Your answer should be the lines below from the one with "That's a defensible" to the one with "- **Structured, indexed", both included, given again exactly and with nothing added.

Source data:
========================================================================
PR #198, opened 2026-06-13
fix: reject malformed allowedValues glob patterns at manifest load

### LINKED ISSUE #196: bug: allowedValues glob patterns not validated at manifest load; malformed patterns silently dropped at runtime
## Summary

The `allowedValues` condition supports `path.Match` glob patterns in its `values` list. A malformed pattern (e.g., an unclosed character class `[invalid`) causes `path.Match` to return `path.ErrBadPattern`; the handler silently skips the pattern and moves on. The manifest validator does not check string values for valid glob syntax, so the operator receives no feedback at `eunox-mcp validate` time and no structured error at runtime.

### Runtime handler silently swallows `path.ErrBadPattern`

`pkg/enforcement/handlers.go`, lines 642–648:

```go
        if matched, err := path.Match(pattern, str); err == nil && matched {
            return nil
        }
    }
}
```

When `path.Match` returns `path.ErrBadPattern`, the `err == nil` guard is false and the pattern is treated as non-matching. No log, no structured error, no audit hint. The remaining values in the list are tried, and the request is denied if none match — so the behaviour is fail-closed. But the operator has no way to know a pattern is broken short of carefully auditing denied requests.

### Manifest validator does not check glob syntax

`cmd/eunox-mcp/manifest.go`, `validateAllowedValues` (lines 318–326) only checks for an empty `Argument` field and an empty `Values` list:

```go
func validateAllowedValues(i, j int, v *capability.AllowedValuesCondition) error {
    if v.Argument == "" { ... }
    if len(v.Values) == 0 { ... }
    return nil
}
```

A value like `[invalid` passes without error. The operator only discovers the problem when a call is unexpectedly denied with no `conditionType` or `details` pointing to the broken pattern.

## Impact

Operators writing complex `allowedValues` conditions with glob patterns (e.g. `/reports/[0-9]{4}/*`) who accidentally mistype the pattern will have a silently broken policy. The fail-closed behaviour prevents a bypass, but the operator is left with a policy that is more restrictive than intended and no clear error message.

## Fix

In `validateAllowedValues` (or a new `validateAllowedValuesPatterns` helper), iterate over the `Values` list and for each string value call `path.Match(v, "")`. If it returns `path.ErrBadPattern`, return a validation error:

```go
for k, val := range v.Values {
    if s, ok := val.(string); ok {
        if _, err := path.Match(s, ""); err != nil {
            return fmt.Errorf("capability at index %d, condition %d, value %d: invalid glob pattern %q: %w", i, j, k, s, err)
        }
    }
}
```

This catches bad patterns at `eunox-mcp validate` time and on proxy startup, consistent with how `ValidateResourcePattern` guards against bad target globs.

eunolabs:
## Summary

Fixes #196.

A string value in an `allowedValues` condition doubles as a `path.Match` glob pattern at runtime. A malformed pattern (e.g. an unclosed character class `[invalid`) makes `path.Match` return `path.ErrBadPattern`, which `handleAllowedValues` treats as a non-match and silently skips. The behaviour stays fail-closed, but the operator is left with a policy that is quietly **more restrictive** than intended and no error pointing at the broken pattern — neither at `eunox-mcp validate` time nor on proxy startup.

## Change

`validateAllowedValues` (`cmd/eunox-mcp/manifest.go`) now walks the `values` list and runs each **string** value through `path.Match(s, "")`, returning a structured load error on `path.ErrBadPattern`:

```
capability at index 0, condition 0, value 0: allowedValues contains invalid glob pattern "/reports/[invalid": syntax error in pattern
```

This catches the mistake at load — the same way `enforcement.ValidateResourcePattern` already guards target globs. Non-string values (numbers, bools) are matched by exact equality at runtime, never fed to `path.Match`, so they are skipped by the validation.

The runtime handler is unchanged: its fail-closed fall-through is still correct, and with load-time validation a malformed pattern can no longer reach it via `LoadManifest`.

## Tests

Added table cases to `TestLoadManifest_AllowedValuesAndMaxCallsValidation`:
- a malformed glob (`/reports/[invalid`) is rejected with `invalid glob pattern`
- a manifest mixing a non-string value (`10`) with a valid glob still loads

## Docs

Updated `docs/capability-manifest-guide.md`: the note previously said a malformed pattern "does not match and falls through to deny" — it now states such a pattern is rejected by `eunox-mcp validate` and on startup, consistent with invalid target globs.

`make test`, `gofmt`, and `go vet` are clean for the affected package.

---
_Generated by [Claude Code](https://claude.ai/code/session_01DHfs3ByAPoLknpR752t6ZW)_


cmd/eunox-mcp/manifest.go
```diff
@@ -341,6 +342,23 @@ func validateAllowedValues(i, j int, v *capability.AllowedValuesCondition) error
...
+	// is quietly more restrictive than intended, with no error to tell the operator
+	// the pattern is broken. Reject bad globs here so the mistake surfaces at
+	// validate-time and on proxy startup, the same way ValidateResourcePattern
+	// guards target globs.
+	for k, val := range v.Values {
+		s, ok := val.(string)
+		if !ok {
+			continue
+		}
+		if _, err := stdpath.Match(s, ""); err != nil {
```
eunolabs, line 371: Worth confirming this trade-off is intended (non-blocking).

The runtime handler tries `reflect.DeepEqual` (exact match) **before** `path.Match` (`handlers.go:649-665`). So a string value with an unbalanced metacharacter — e.g. `/reports/[invalid` — was previously usable as a legitimate **exact-match literal**: the manifest loaded, and an argument whose value was exactly that string was allowed via the `DeepEqual` branch (the `path.Match` branch silently skipped it). This validation can't distinguish "author meant a literal" from "author meant a glob", so it now rejects such a manifest at load.

That's a defensible call, and the guide already steers literals-containing-metacharacters toward `argumentSchema` `enum`/`pattern`. The only nit: the doc note frames the rejection purely as a "malformed glob pattern", so an operator who was leaning on the exact-match path for an unbalanced-bracket literal won't immediately see why their previously-valid manifest now fails to load. A half-sentence in the guide noting that the exact-match escape hatch is closed for such strings too would remove the surprise.

---

eunolabs (commented):
## Review: reject malformed `allowedValues` glob patterns at load

**Verdict: looks good.** Focused, well-motivated fix for a real fail-closed-but-silent gap, and it follows the codebase's established pattern closely.

### What's solid
- **Mirrors the existing precedent exactly.** `path.Match(s, "")` to surface `ErrBadPattern` without a real candidate string is precisely what `enforcement.ValidateResourcePattern` (`engine.go:510`) already does for target globs — same technique, same load-time-rejection rationale.
- **Correctly scoped to strings.** The runtime handler matches numbers/bools/nil by `reflect.DeepEqual` and never feeds them to `path.Match`, so validating only the `string` values is right. The `[10, "/data/*"]` case pins this.
- **Structured, indexed error** (`capability … condition … value …`) consistent with the sibling validators (`validateMaxCalls`, `validateIPRange`, …), and it wraps the underlying `path.ErrBadPattern`.
- **`stdpath` import alias is the correct move** — `LoadManifest(path string)` already binds `path` as a parameter name, so an unaliased `path` import would shadow it.
- **Docs updated in the same PR**, and the runtime handler is left untouched — its fail-closed fall-through stays correct, and `TestEngine_AllowedValues_MalformedGlobFallsThrough` still exercises the handler directly (constructs the engine without `LoadManifest`), so it remains valid rather than contradictory.

### One thing to confirm (non-blocking)
See the inline note on `manifest.go`: because the runtime tries exact match before glob match, this also closes the (exotic) exact-match-literal path for unbalanced-bracket strings. Defensible, but a half-sentence in the guide would avoid a surprising load failure for anyone relying on it.

### Scope note (not a defect)
`pdp_jwt.go`'s `matchesAllowedValues` runs the same `path.Match` on glob values arriving from IdP JWT capability claims, which aren't validated at load (they're dynamic, and JWT can only restrict). A malformed glob there silently skips → strictly more restrictive → still fail-closed, so leaving it unguarded is fine. Noting the asymmetry only for the record.

### Verified locally (on `claude/beautiful-hawking-smufyo`)
- `gofmt -l` on both changed `.go` files: clean
- `go vet ./cmd/eunox-mcp/`: clean
- `go test -run TestLoadManifest_AllowedValuesAndMaxCallsValidation ./cmd/eunox-mcp/`: pass

---

cmd/eunox-mcp/manifest.go
eunolabs: Confirmed — intended. The loader can't distinguish "author meant a literal" from "author meant a glob", so failing closed at load (rather than silently honoring the exact-match path for one case while breaking it for globs) is the consistent choice. Added the half-sentence you suggested to the guide in 11396f5: it now notes that the exact-`DeepEqual` path is closed for unbalanced-bracket strings too, with `/reports/[invalid` as the worked example. Literals that must contain a metacharacter should go through `argumentSchema` `enum`/`pattern` instead.

---

eunolabs: Reads well — the worked example and the "DeepEqual runs before the glob match" framing make the load-time rejection unsurprising. That was my only note, and it's a non-blocking one, so nothing else from me. Resolving this thread.

---

eunolabs:
No more comments from this review. The current head includes the doc clarification for the exact-match-literal tradeoff, and I did not find additional issues.

---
========================================================================
Finished task:
That's a defensible call, and the guide already steers literals-containing-metacharacters toward `argumentSchema` `enum`/`pattern`. The only nit: the doc note frames the rejection purely as a "malformed glob pattern", so an operator who was leaning on the exact-match path for an unbalanced-bracket literal won't immediately see why their previously-valid manifest now fails to load. A half-sentence in the guide noting that the exact-match escape hatch is closed for such strings too would remove the surprise.

---

eunolabs (commented):
## Review: reject malformed `allowedValues` glob patterns at load

**Verdict: looks good.** Focused, well-motivated fix for a real fail-closed-but-silent gap, and it follows the codebase's established pattern closely.

### What's solid
- **Mirrors the existing precedent exactly.** `path.Match(s, "")` to surface `ErrBadPattern` without a real candidate string is precisely what `enforcement.ValidateResourcePattern` (`engine.go:510`) already does for target globs — same technique, same load-time-rejection rationale.
- **Correctly scoped to strings.** The runtime handler matches numbers/bools/nil by `reflect.DeepEqual` and never feeds them to `path.Match`, so validating only the `string` values is right. The `[10, "/data/*"]` case pins this.
- **Structured, indexed error** (`capability … condition … value …`) consistent with the sibling validators (`validateMaxCalls`, `validateIPRange`, …), and it wraps the underlying `path.ErrBadPattern`.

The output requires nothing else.